In 1967 he wrote the script for Frankenstein's Bloody Terror (1968). He was forced, out of necessity, to play the lead role of tormented werewolf Waldermar Daninsky after Lon Chaney Jr. turned it down. He reprised this character in over a dozen subsequent sequels. Naschy's portrayals of the anguished and sympathetic werewolf Daninsky became his signature part and consolidated his enduring cult status as a bona-fide horror icon. Other significant horror figures Paul played were the Mummy, Jack the Ripper, Dracula (his performance as the Prince of Darkness in Count Dracula's Great Love (1973) was one of his personal favorites), the Hunchback, the Frankenstein Monster, the Phantom of the Opera, and even the Devil. Naschy made his directorial debut with Inquisition (1978). The film "Howl of the Devil"--El aullido del diablo (1987)--was one of Paul's most personal projects and finest artistic achievements.

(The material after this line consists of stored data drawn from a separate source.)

PR #287, opened 2020-04-13
Add efs-csi

2uasimojo:
efs-csi is a SelectorSyncSet that enables EFS on AWS clusters via the
CSI driver at the behest of label `managed.openshift.io/efs-csi: "true"`.


README.md
```diff
@@ -73,6 +69,24 @@ To opt-in to logging, the customer must:
 2. install the `elasticsearch` operator
 3. create `ClusterLogging` CR in `openshift-logging`
 
+## EFS Enablement via CSI
+
+[`efs-csi`](deploy/efs-csi) enables AWS EFS via the CSI driver. Customer
+opts in by opening a SNow ticket, whereupon SRE must add the appropriate
```
dustman9000, line 75: I think we format it as `SNOW` instead of `SNow`...

deploy/efs-csi/01-daemonset.yaml
```diff
@@ -0,0 +1,99 @@
+# Source: https://github.com/kubernetes-sigs/aws-efs-csi-driver/blob/51d19a433dcfc47fbb7b7a0e1c8ff6ab98ce87e9/deploy/kubernetes/base/node.yaml
```
dustman9000, line 1: Can you add a YAML document separator `---` at the top of all of these manifests?

hack/00-osd-managed-cluster-config.selectorsyncset.yaml.tmpl
```diff
@@ -643,6 +643,180 @@ objects:
...
+        selector:
+          matchLabels:
+            app: efs-csi-node
+        template:
+          metadata:
+            labels:
+              app: efs-csi-node
+          spec:
+            nodeSelector:
+              beta.kubernetes.io/os: linux
```
dustman9000, line 676: To be on only worker nodes:
```suggestion
              node-role.kubernetes.io/worker: ""
```

deploy/efs-csi/01-daemonset.yaml
2uasimojo: I was going to, but am following precedent. Only four out of the existing 133 yaml files under `deploy` do so. The builder is putting the chunks into a single yaml file anyway, so arguably sans-separator makes more sense. :shrug:

README.md
2uasimojo: I just expanded it to ServiceNow

deploy/efs-csi/sss-config.yaml
```diff
@@ -0,0 +1,2 @@
+matchLabels:
+  hive.openshift.io/efs-csi: "true"
```
cblecker, line 2: we should also be checking for `hive.openshift.io/cluster-platform: "aws"`

deploy/efs-csi/05-scc.yaml
```diff
@@ -0,0 +1,39 @@
+# A clone of the `anyuid` scc allowing dedicated-admins to create pods
```
cblecker, line 1: This is concerning, as this may allow root pods.

deploy/efs-csi/04-clusterrolebinding.yaml
```diff
@@ -0,0 +1,13 @@
+# Lets dedicated-admins create a PersistentVolume
+kind: ClusterRoleBinding
+apiVersion: rbac.authorization.k8s.io/v1
+metadata:
+  name: system:persistent-volume-provisioner
+roleRef:
+  apiGroup: rbac.authorization.k8s.io
+  kind: ClusterRole
+  name: system:persistent-volume-provisioner
```
cblecker, line 9: What does this role grant that dedicated admins don't already have?

deploy/efs-csi/01-daemonset.yaml
```diff
@@ -0,0 +1,99 @@
...
+kind: DaemonSet
+apiVersion: apps/v1
+metadata:
+  name: efs-csi-node
+  namespace: kube-system
```
cblecker, line 6: is `kube-system` the right NS for this?

deploy/efs-csi/01-daemonset.yaml
```diff
@@ -0,0 +1,99 @@
...
+        node-role.kubernetes.io/worker: ''
+      hostNetwork: true
+      priorityClassName: system-node-critical
+      tolerations:
+        - operator: Exists
+      containers:
+        - name: efs-plugin
+          securityContext:
+            privileged: true
+          image: amazon/aws-efs-csi-driver:latest
```
cblecker, line 26: This should be a fully qualified image name

deploy/efs-csi/05-scc.yaml
jewzaam, line 1: Is this a literal clone?  If yes, what keeps us from using `anyuid` as it is?

deploy/efs-csi/sss-config.yaml
jewzaam, line 2: What is the mechanisim we expect to have enabling this feature on OSD clusters?  If driven through OCM then label should be `api.openshift.com/efs-csi` as that's the prefix used from that system.  If we never expect it to be driven through OCM then perhaps `managed.openshift.io/efs-csi`.  The `hive.openshift.io` prefix implies it is a value set by hive and it is not.

deploy/efs-csi/04-clusterrolebinding.yaml
jewzaam: Dedicated admins cannot create PVs today, this setup requires the customer to create PVs.  Else SRE has to do it for them.. middle man kind of role.

deploy/efs-csi/sss-config.yaml
2uasimojo: Could do, though presumably SRE wouldn't set the `efs-csi` label unless it was an AWS cluster, so is it necessary?

deploy/efs-csi/01-daemonset.yaml
2uasimojo: This is a straight copy from the source (L1) (except for the nodeSelector on L17) and is how we tested. If `kube-system` isn't right, what would it be?

deploy/efs-csi/01-daemonset.yaml
2uasimojo: What repo should we use? Is docker.io acceptable?

deploy/efs-csi/04-clusterrolebinding.yaml
2uasimojo: Right.

deploy/efs-csi/05-scc.yaml
2uasimojo: That's its purpose. NFS mounts are created with root ownership, so out of the box they would be unusable to the customer. We could go fix it for them, but again that puts us in a middleman role. So instead we open this up for them and show them how to create a temporary root pod to change the permissions, and then they promise not to do it again.

2uasimojo: I'm glad you asked.

I couldn't get a patch (to add `dedicated-admins` to `anyuid`) to work idempotently. I tried all three `patchType`s. It would either replace the `groups` list completely, or add `dedicated-admins` every time it ran (so the list kept growing), or fail at the REST request for a bad header (`Accept` or `Content-Type`, can't remember which). It's possible there's a bug in whatever implementation of strategic merge we're using.

deploy/efs-csi/sss-config.yaml
2uasimojo: Okay, I had no idea, just guessed based on the fact that this was going to need to be done to a hive-managed cluster.

The mechanism is "SRE labels by hand" using `oc label clusterdeployment`. See https://github.com/openshift/ops-sop/pull/744/files?short_path=c81e05c#diff-c81e05c90920950575849b3827d2fbfc

As to whether this will _ever_ be done via OCM, I don't know, but probably not. This SSS solution is really kind of an intermediate step towards having an operator to do the heavy lifting (whereupon the label will be unnecessary? or at least different?)

So, given all that, what do you recommend?

cblecker: In short: yes. In no case should this go onto a non-AWS cluster, so adding it as a match will not be harmful, and will prevent operator error.

deploy/efs-csi/01-daemonset.yaml
jharrington22: `registry.hub.docker.com/amazon/aws-efs-csi-driver:latest` - We may want to pin the version here too @2uasimojo so they we can be sure each install is the same, use the image we used for testing.

deploy/efs-csi/05-scc.yaml
jharrington22: @cblecker this is an accepted risk, the customer will also be provided with an enhanced dedicated-admin. This is to remove SRE's involvement from the process.

deploy/efs-csi/sss-config.yaml
jharrington22: :+1: @cblecker

jharrington22: I would recommend changing it to `managed.openshift.io/efs-csi` since this feature may not be an optional addition through OCM but a default from SRE (thinking ahead). For the moment SRE will be setting it so thats what makes sense to me.

deploy/efs-csi/01-daemonset.yaml
cblecker: We should also note that if we are using docker up, we will have AWS China issues with this. cc: @dofinn @c-e-brumm

jharrington22: @cblecker what is the alternative? Quay proxy?

cblecker: There's a docker hub mirror in china, but it would require an operator on the cluster to detect it's in china and change the image

deploy/efs-csi/01-daemonset.yaml
cblecker: Probably a new NS for just this purpose. I would be reluctant to put things in kube-system that don't need to be there. `openshift-csi-drivers` maybe?

deploy/efs-csi/05-scc.yaml
cblecker: We shouldn't be modifying default SCCs to add dedicated-admins to them.. it'll break upgrades in 4.3 and will be impossible in 4.4+ (ref: https://bugzilla.redhat.com/show_bug.cgi?id=1821905)

Cloning the SCC is the right approach, if the SCC is required.

deploy/efs-csi/01-daemonset.yaml
c-e-brumm: We have not conducted a speed test of dockerhub.io from china but we have pulled images from there successfully. To be certain though, is there a way we can toggle this on/off for regions like china?

dofinn: Thus far, docker appears to be more reliable then quay.

deploy/efs-csi/01-daemonset.yaml
jewzaam: Agree, we should create a new namespace and use that if possible.  Any changes to an OCP provided namespace should only be done if we have no other options.

deploy/efs-csi/01-daemonset.yaml
jewzaam: If we push to a repo we managed on quay.io we can control the version available to OSD and have a single registry to work with for OSD in China.

deploy/efs-csi/05-scc.yaml
jewzaam: I know very little about SCCs but the docs show you can add SCC in a role.  We should try not to clone the SCC as it may change in future OCP releases.  You cannot modify it because something on cluster is managing it, either CVO or another operator. 

https://docs.openshift.com/container-platform/4.3/authentication/managing-security-context-constraints.html#role-based-access-to-ssc_configuring-internal-oauth

2uasimojo:
I worry that we may be trying to "perfect" this too much. It was supposed to be kind of a quick-and-dirty bridge solution to bank the fires of customer demand while we develop an operator to do it right. However we resolve the pending issues, we're still allowing the customer to manage PVs and create root pods, which is hacky.

Now, I know as well as anyone how quick and dirty hacks can wind up being supported for eternity. But we should also keep in mind that it's easy to iterate -- we can polish later.

deploy/efs-csi/05-scc.yaml
2uasimojo: It doesn't really matter if the `anyuid` SCC diverges from this one in the future. The important thing is that this one allows creation of a root pod, which it will continue to do regardless. This approach doesn't stop `dedicated-admins` being added to other SCCs (including `anyuid` for that matter). And we don't *want* this one to get modified in situ, which is another advantage of having it separate from `anyuid` (patch problems aside).

Reading what you linked, it does look like we could create a Role and (Cluster)RoleBinding to give access to the `anyuid` SCC. But I don't really see what difference it would make.

deploy/efs-csi/01-daemonset.yaml
jharrington22: `openshift-csi-drivers` makes sense to me :+1:

jewzaam: +1 if customer doesn't administer the namespace

2uasimojo:
dnm: I haven't regenerated the main sss yaml yet.

2uasimojo:
> dnm: I haven't regenerated the main sss yaml yet.

Now I have. This is ready for review again.

jewzaam:
> I worry that we may be trying to "perfect" this too much. It was supposed to be kind of a quick-and-dirty bridge solution to bank the fires of customer demand while we develop an operator to do it right. However we resolve the pending issues, we're still allowing the customer to manage PVs and create root pods, which is hacky.
> 
> Now, I know as well as anyone how quick and dirty hacks can wind up being supported for eternity. But we should also keep in mind that it's easy to iterate -- we can polish later.

Yea, some of these things can be shelfed such as SCC creation.. I resolved that conversation.  Where it's deployed is important when looking at this landing on our managed platform.  We need to keep day-2 operations like this cleanly isolated from core platform components unless it's not possible or it's an unreasonable amount of work.  Quick and dirty or not we will see tickets for this and have to be ready to support it.

2uasimojo:
> Where it's deployed is important when looking at this landing on our managed platform.

Okay, that's done.

deploy/efs-csi/01-daemonset.yaml
2uasimojo: I tried this and it makes the pod fail to start:

```
  Warning  FailedMount  2m37s                 kubelet, ip-10-0-139-172.ec2.internal  Unable to attach or mount volumes: unmounted volumes=[efs-mnt], unattached volumes=[default-token-6mjb2 efs-mnt]: timed out waiting for the condition
  Warning  FailedMount  30s (x10 over 4m40s)  kubelet, ip-10-0-139-172.ec2.internal  MountVolume.MountDevice failed for volume "efs-pv" : kubernetes.io/csi: attacher.MountDevice failed to create newCsiDriverClient: driver name efs.csi.aws.com not found in the list of registered CSI drivers
```

What now?

2uasimojo:
DNM: the non-`kube-system` namespace for the DaemonSet doesn't work.

2uasimojo:
Another ick I just discovered: the SCC kicks in by default, so your pods are rooty unless you specify otherwise. That's really not how we want to roll here.

deploy/efs-csi/01-daemonset.yaml
2uasimojo: I put this back for now so we can make forward progress.

deploy/efs-csi/05-scc.yaml
2uasimojo: Update: we don't need the SCC after all, if we use access points to set up the PV. I removed it in the latest commit.

deploy/efs-csi/01-daemonset.yaml
2uasimojo: Dug a bit more here.

The daemonset fails to create in a generic namespace with
```Error creating: pods "efs-csi-node-" is forbidden: pods with system-node-critical priorityClass is not permitted in efsap namespace```

It needs to be in the `system-node-critical` priority class because otherwise:
```
Error creating: pods "efs-csi-node-" is forbidden: unable to validate against any security context constraint: [
  provider restricted:
    .spec.securityContext.hostNetwork: Invalid value: true: Host network is not allowed to be used
    spec.volumes[0]: Invalid value: "hostPath": hostPath volumes are not allowed to be used
    <same for spec.volumes[1, 2, 3]>
    spec.containers[0].securityContext.privileged: Invalid value: true: Privileged containers are not allowed
    spec.containers[0].securityContext.hostNetwork: Invalid value: true: Host network is not allowed to be used
    spec.containers[0].securityContext.containers[0].hostPort: Invalid value: 9809: Host ports are not allowed to be used
    <same for spec.containers[1, 2]>
]
```

So I gather that we would need to create some kind of SCC/(Cluster)Role(Binding) etc. and attach it to our bespoke namespace. I doddled around with a couple of things (like cloning `kube-system`'s annotations) to no avail. Without a deeper understanding of the RBAC-isms, I'm shooting in the dark.

Comment (2uasimojo) [reply deploy/efs-csi/01-daemonset.yaml]: @drow and I spent some time working through this and we think we have a path forward. It entails:
- Creating our namespace, let's call it `openshift-efs-csi`.
- Creating a ServiceAccount in that namespace, let's call it `efs-csi-sa`
- Creating a SCC that
  - allows at least*:
    - privileged containers
    - hostNetwork and hostPorts
    - volumes.hostPath
  - includes user `system:serviceaccount:openshift-efs-csi:efs-csi-sa` (that last bit is `$namespace:$serviceaccount`)
- In the DaemonSet:
  - Using `metadata.namespace: openshift-efs-csi`
  - In `spec.template.spec`:
     - Removing `priorityClassName`
     - Adding `serviceAccount: efs-csi-sa`

I'll run through it a bit more to make sure, then update the PR accordingly.

This shouldn't require changes to the customer or SRE instructions.

*NB: when experimenting, we got this to work by cloning the `privileged` SCC. It is unclear whether we can reduce from there and still have stuff work.

Comment (2uasimojo) [reply deploy/efs-csi/01-daemonset.yaml]: Added a commit to the PR for this.

**Comment by 2uasimojo** [comment]
> DNM: the non-`kube-system` namespace for the DaemonSet doesn't work.

Fixed in 6bb5067d46b37f170308da64555adecb2ff8a821

> Another ick I just discovered: the SCC kicks in by default, so your pods are rooty unless you specify otherwise. That's really not how we want to roll here.

N/A since 853320d845d0ef35b88441801cff3e0c2ba5e7c0

File: README.md [hunk 9]
```diff
@@ -73,6 +69,26 @@ To opt-in to logging, the customer must:
...
 3. create `ClusterLogging` CR in `openshift-logging`
 
+## EFS Enablement via CSI
+
+[`efs-csi`](deploy/efs-csi) enables AWS EFS via the CSI driver. Customer
+opts in by opening a ServiceNow ticket, whereupon SRE must add the appropriate
+[label](deploy/efs-csi/sss-config.yaml) to the cluster. The
+SelectorSyncSet:
+
+- Installs a DaemonSet into the `kube-system` namespace, running the CSI driver
```
dustman9000, line 79: s/kube-system/openshift-efs-csi/g

dustman9000, line 79:
```suggestion
- Installs a DaemonSet into the `openshift-efs-csi` namespace, running the CSI driver
```

2uasimojo: Good catch, thanks @dustman9000

deploy/efs-csi/03-scc.yaml
```diff
@@ -0,0 +1,37 @@
+kind: SecurityContextConstraints
+apiVersion: security.openshift.io/v1
+metadata:
+  annotations:
+    kubernetes.io/description: 'Highly privileged SCC for the EFS CSI driver DaemonSet.'
+  name: efs-csi-scc
```
cblecker, line 6: Is this a custom SCC? Or a clone of an existing one that we are providing for this service account?

2uasimojo: Well... yes. As noted [here](https://github.com/openshift/managed-cluster-config/pull/287#discussion_r411656007) I started by cloning `privileged` to get it working. It may be possible to distill it further.

deploy/efs-csi/01-daemonset.yaml
jharrington22: This is clean to me, we are not modifying any default SCC's and we have a logically separate namespace for the ESI driver, I'm +1 good work @2uasimojo and @dustman9000 

@jewzaam @cblecker could I get a +1 from you, we'd like to get this merged today.

deploy/efs-csi/03-scc.yaml
jharrington22: :+1:

jharrington22:
@cblecker @jewzaam @2uasimojo I'd like to get this merged today so we can test a cluster in stage and promote to prod on Monday. Could we call review again please?

deploy/efs-csi/03-scc.yaml
```diff
@@ -0,0 +1,37 @@
...
+allowedCapabilities:
+- '*'
+allowedUnsafeSysctls:
+- '*'
+fsGroup:
+  type: RunAsAny
+groups:
+- system:cluster-admins
+- system:nodes
+- system:masters
```
cblecker, line 23:
```suggestion
```

deploy/efs-csi/03-scc.yaml
```diff
@@ -0,0 +1,37 @@
...
+runAsUser:
+  type: RunAsAny
+seLinuxContext:
+  type: RunAsAny
+seccompProfiles:
+- '*'
+supplementalGroups:
+  type: RunAsAny
+users:
+- system:admin
```
cblecker, line 34:
```suggestion
```

deploy/efs-csi/03-scc.yaml
```diff
@@ -0,0 +1,37 @@
...
+- system:serviceaccount:openshift-efs-csi:efs-csi-sa
+volumes:
+- '*'
```
cblecker, line 37:
```suggestion
volumes:
- hostPath
- projected
```

deploy/efs-csi/03-scc.yaml
```diff
@@ -0,0 +1,37 @@
...
+- system:cluster-admins
+- system:nodes
+- system:masters
+readOnlyRootFilesystem: false
+runAsUser:
+  type: RunAsAny
+seLinuxContext:
+  type: RunAsAny
+seccompProfiles:
+- '*'
```
cblecker, line 30:
```suggestion
```

deploy/efs-csi/03-scc.yaml
```diff
@@ -0,0 +1,37 @@
...
+allowHostIPC: true
+allowHostNetwork: true
+allowHostPID: true
+allowHostPorts: true
+allowPrivilegeEscalation: true
+allowPrivilegedContainer: true
+allowedCapabilities:
+- '*'
+allowedUnsafeSysctls:
+- '*'
```
cblecker, line 17:
```suggestion
```

deploy/efs-csi/03-scc.yaml
```diff
@@ -0,0 +1,37 @@
...
+apiVersion: security.openshift.io/v1
+metadata:
+  annotations:
+    kubernetes.io/description: 'Highly privileged SCC for the EFS CSI driver DaemonSet.'
+  name: efs-csi-scc
+allowHostDirVolumePlugin: true
+allowHostIPC: true
+allowHostNetwork: true
+allowHostPID: true
+allowHostPorts: true
```
cblecker, line 11:
```suggestion
allowHostIPC: false
allowHostNetwork: false
allowHostPID: false
allowHostPorts: false
```

deploy/efs-csi/03-scc.yaml
```diff
@@ -0,0 +1,37 @@
...
+allowPrivilegeEscalation: true
+allowPrivilegedContainer: true
```
cblecker, line 13: This one may or may not be needed

cblecker:
We can scope down the SCC in a follow up.

/lgtm
/approve
/hold cancel

deploy/efs-csi/03-scc.yaml
cblecker: oh, we *do* need host network after all

jharrington22:
Thanks @cblecker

Naschy had a major heart attack in 1991, but fully recovered and kept soldiering on. He wrote his autobiography, "Memoirs of a Wolfman," in 1997. His career gained new momentum in the early 21st century. Paul was especially memorable as the vicious title character in School Killer (2001) and had an excellent autobiographical leading role as bitter, washed-up veteran horror actor Pablo Thevenet in Rojo sangre (2004). Naschy was inducted into the Fangoria Hall of Fame in 2000 and was the recipient of the Gold Medal Award in Fine Arts in Spain in 2001. Moreover, he also did interviews and commentaries for DVD releases of his movies. Paul was still acting when he died of pancreatic cancer at age 75 on November 30, 2009, in Madrid, Spain.

Although he's sadly no longer with us, Naschy's extremely rich, varied and impressive horror cinema legacy will continue to scare, shock, and delight audiences throughout the world for all eternity.

- IMDb Mini Biography By: woodyanders (qv's & corrections by A. Nonymous)

Spouse (1)

Elvira Primavera (4 October 1969 - 30 November 2009) (his death) (2 children)

Trivia (3)

Father of Sergio Molina.
In the fifties, he penned several Western dime novels, published under the pseudonym Jack Mills.
Was fluent in German.

Personal Quotes (6)

[on the character of Waldemar Daninsky] Quite simply, it's me. The pity is I can't become a werewolf in true life. All too often I would like to. It's obvious that in the works of every man there is much of his true self. Like Waldemar, I too have been left aside and misunderstood. I have spent all my life swimming against the current.
The truth is I didn't create Waldemar Daninsky to make a series of films about him. I guess things just worked out that way.
Marginal characters have always held an appeal for me, the same kind of appeal you find with broken toys. I can readily identify with them; I've felt like a broken toy myself.
Movies, even horror-fantasy movies, can carry real depth of meaning because through fantasy we can convey a deeper message than would appear possible at first sight.
My personality was forged by the war, by my exposure to religion, by a partially frustrated sexuality, by my family and social background, by the people I know, by love and by the ever present shadow of death. All this is reflected in my films as well.
The truth is that Naschy, like the dog in Goya's painting, always swam against the tide.